Dear LetterBalm: I’m the mother of two who constantly battles the urge to control my kids too much and keep them from being independent. I also have to fight against criticizing them needlessly. (“You got second place in the spelling bee? That’s nice, but how come you didn’t come in first?”). I hate myself for these failings. I had a mother who rode me mercilessly, and a father who was only mildly helpful. So, yes, I have family history. How can I break this awful habit?
It’s good that you recognize your failings – a strong first step. Ms. L.B. says you have unfortunate patterns honed over a lifetime of being raised by a judgmental mother and a compliant dad. These are deeply ingrained and difficult to change. They make a child believe that love is contingent on being perfect. A child can also feel that love can be withdrawn. You might schedule private sessions with a cognitive behavior therapist to help you break those patterns. And, you might start a “stop-and-think” exercise in your mind every time you fear that you’re opening your mouth to become over-controlling or overly critical. Try some of these mental mantras:
- Is this what I should be saying?
- Is Amy/Todd making a reasonable request for her/his age?
- Will this hurt my kid’s feelings unnecessarily?
- Is this positive reinforcement?
- How can I say this positively?
- Is it really important that I say this right now?
- Is it really necessary that I say this right now?
- Stop! Think! [When things are on the verge of getting out of hand.]
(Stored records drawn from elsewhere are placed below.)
PR #4688, opened 2022-09-29
Zhanfu/csr Framework for the CSR structure

peter-rich:
## What type of PR is this?
- [ ] bug
- [x] feature
- [ ] enhancement

## Checklist:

Dear LetterBalm: My husband and I have been married for five years, mostly happily. But we do have one problem communicating. When I tell him how I feel, he gets defensive or he starts in feeling sorry for himself or he asks sarcastically what I want him to do about it. We tiptoe around each other for the rest of the day. I find myself withdrawing and being extra quiet around him because I don’t want to be blamed for expressing my honest feelings. I don’t say anything to him – I just don’t want him to make me feel uncomfortable. If I can’t express my feelings to my husband, who can I talk to besides a shrink?
Your dilemma may be solved by simply taking a slightly different angle. You may not be aware, but your statements of how you feel may be coming across as blaming your husband for your problems – which is not what you intend at all. You may be inadvertently signaling that he’s to blame, and he’s picking up on this. He thinks he has to make some kind of reparation, and his defensiveness or self-pity is understandable. Ms. L.B. advises that you learn a new way of communicating your feelings to your spouse. First, tell him you’re distressed. Then, tell him your problem, clearly and simply and why it upsets you. Lastly, make it clear that he didn’t cause the problem and thank him for listening. Simply by listening, he’ll be the sympathetic ear you need to work through things. Here’s an example:
Honey, I’m worried about something, and I want to share it with you. If I can talk it out and you can listen, you can really help me work through it. I’m worried about my mother because I think she’s giving money to my brother. As you know, she’s on a tight budget and can’t afford extra expenses. This makes me anxious and not a little annoyed at Harold because I don’t want us to end up being responsible for Mom’s care. I know that you don’t necessarily want to hear about this because it’s an uncomfortable subject. But I know you love me and I want to thank you for listening – I’m not blaming you at all. In fact, just saying the problem out loud and having you listen really helps.
Dear LetterBalm: My boyfriend is a great person – kind, intelligent and fun. But when we argue, he swears something awful, usually directed at me. Sometimes it makes me cry. He says he’s sorry, but he doesn’t stop – when he loses his temper, he unleashes horrible language. I told him his profanity is crude, rude and disrespectful, and he says he knows that. I’ve asked him to go to counseling with me about it. He always promises, but then he says he doesn’t have the time, so we don’t go. I need to know if his bad habit will ever stop and if it is serious enough to threaten our future together.
–Stopping Up My Ears
Only you can know if your beloved’s language takes you to the breaking point. Is he directing his profanity to you as a person? Or, is he using bad language to describe the situation in general? These are two very different things. Ms. L.B. notes that the first is genuine verbal abuse; the second is blowing off steam (albeit in a crude, obnoxious way). If your boyfriend won’t consent to counseling, go yourself. You need to find the root of your distress. Did you witness a family member swearing, your father, perhaps, to your mother? Do the current arguments get loud, which can magnify your angst? Do try one more time to convince your man to go to counseling with you. Say this, calmly and with love:
Ralph, you know how your swearing bothers me. It is so obviously not you – and, it’s a shame because you are the kindest and warmest person. You’ve promised to go to counseling, but you keep putting it off. I think it’s so important to our future together, that I’ve booked an appointment with a counselor for the two of us on Tuesday. It’s an early morning session, before we go to work. If you won’t go, I have to believe you don’t care that much about finding out why you use bad language. I can’t accept that. Please come with me. We love each other, and this for us.